Now that I'm close to retirement, I'm thinking I may finally have time to start a garden. The question is: what kind? I'm the kind of person who likes to rethink the way things have always been done, which is how I ended up compiling the following list of ideas for gardens that might be a little more "exotic" than your traditional backyard kitchen or spice plot. Gardening is too laborious and dedicated a task not to spend the time creating something that will bring you genuine and lasting delight ...!

  1. Poison garden. A garden in which all the plants and flowers are toxic. Some of these species are actually quite lovely, and the experience might inform usefully inform my career as a murder mystery writer. On the negative side, however, this might perhaps make the neighbors nervous and have a chilling effect on the local wildlife. 
  2. Dinosaur garden. A garden including only species that were around at the same time as the dinosaurs: ferns, cycads, horsetails, sequoias, cypresses, pines and ginkgos.  Back when everyone was paleo, and paleo wasn't even hip yet. Just for fun, I'd love to add plastic dinosaurs peaking out from the foliage and wait to see how long it takes for the neighborhood kids to notice!
  3. Midnight garden.  A garden meant to be enjoyed at night - from flowers that bloom only at night to varieties with smells that become even more exotic in the dark.
  4. Hanging garden. Create a long tunnel-like trellis structure and plant it with either fruits or veggies that can be trained to climb. I love the idea of being able to walk though a shady, fragrant tunnel of foliage and pick my dinner or desert as I go along! 
  5. Medicinal garden. A garden in which all the plants and flowers have medicinal value - aloe, St. Johns Wart, etc.  I've always wanted to be an apothecary and formulate my own prescriptions.
  6. Hobo garden. I'm a big fan of plain, chunky stews, so a garden that grows ingredients for all my favorite soups is appealing. 
  7. Train garden.  Even as an adult, I still find myself transfixed by miniature train sets. So why not plan a garden garden around raised wooden planks that could be transformed into platforms for train tracks at any time?  I might throw in "houses" and "stations" crafted out of natural materials. It would be like a fairy garden for adults!
  8. Art garden. I wonder if it would be possible to replicate a famous impressionist painting in flower colors?  Maybe something swirly, like one of Van Gogh's starry night constellations? 
  9. Shakespeare garden. A garden constituted solely from plants and flowers mentioned in Shakespeare's poetry or plays.  
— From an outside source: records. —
PR #3098, opened 2026-06-02
test(dev-server-core): migrate from mocha/chai to node:test

bennypowers:
## Summary

- Migrate all 14 test files (97 tests) from mocha/chai/hanbi to node:test/node:assert/strict
- Replace hanbi `stubMethod` with `mock.method` from node:test
- Update test script from mocha to `node --experimental-strip-types --test`
- Update published `src/test-helpers.ts` to use node:assert instead of chai (breaking change, changeset included)

## Breaking change

`src/test-helpers.ts` is exported via `exports["./test-helpers"]`. Its `fetchText` function now throws `node:assert`'s `AssertionError` instead of chai's on non-200 responses. Functionally identical, different error class. Pending team decision on acceptability.

## Test plan

- [x] All 97 tests pass on Node 22
- [x] All 97 tests pass on Node 24
- [ ] CI green

### DIFF
--- a/.changeset/brave-bags-march.md
+++ b/.changeset/brave-bags-march.md
@@ -1,5 +1,0 @@
----
-'@web/dev-server-core': major
----
-
-Replace `chai` with `node:assert/strict` in the published `test-helpers` module. The `fetchText` helper now throws `node:assert`'s `AssertionError` instead of `chai`'s on non-200 responses.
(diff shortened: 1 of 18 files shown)


bashmish:
@bennypowers I made a couple of changes, quite small, but the one that removes the major update changset I think you'd like to check. Let me know if you agree with the changes.

I also have another idea about test-helpers, but it's best to discuss it in a separate PR which I plan to create when this one is merged. Just giving you heads-up upfront that it might not be the final state before we release all of this.

bennypowers:
@bashmish LGTM

PR #3105, opened 2026-06-13
fix: Added missing package.json fields: bugs, homepage

Omission-create:
Auto-fix

Added missing package.json fields: bugs, homepage

Related: #1369


web-padawan:
The root-level package.json has `"private": true` and isn't published, so these fields are not relevant. Closing.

  10. Sculpture garden. Plant only species that can be easily groomed (or that would easily grow over statuary), then trim/train the garden into a whole whimsical tableau - perhaps Alice and her tea party? Or trolls feasting on bones? 
  11. Tea garden. A garden constituted solely from plants that can be brewed onto teas. 
  12. Seedpod garden.  All the plants would be required to sport gorgeous or unique seedpods.
  13. Pilgrim garden. Featuring only fruits and vegetables that would have been available to America's first European settlers. I imagine the varieties available these days barely resemble the plants in their original form, but one could at least recreate a garden that replicates the species that were available then. Bring on the Scuppernogg wine!
  14. Turtle & Frog garden.  The trick would be to landscape the pond and surrounds using native species, so that the frogs and turtles who stop by for a visit would feel right at home and stay a while.  There's nothing I enjoy more in spring than watching tadpoles develop into frogs! 
  15. Cocktail garden.  All the plants are ingredients in exotic cocktails.  Time to whip out my copy of The Drunken Botonist and start listing species! 
  16. Booze garden.  All the plants can actually be transformed into alcohol - which I realize, technically speaking, would include all plants, but I'd focus on the more traditional and or interesting varieties. My moonshining Kentucky forebears would be so proud!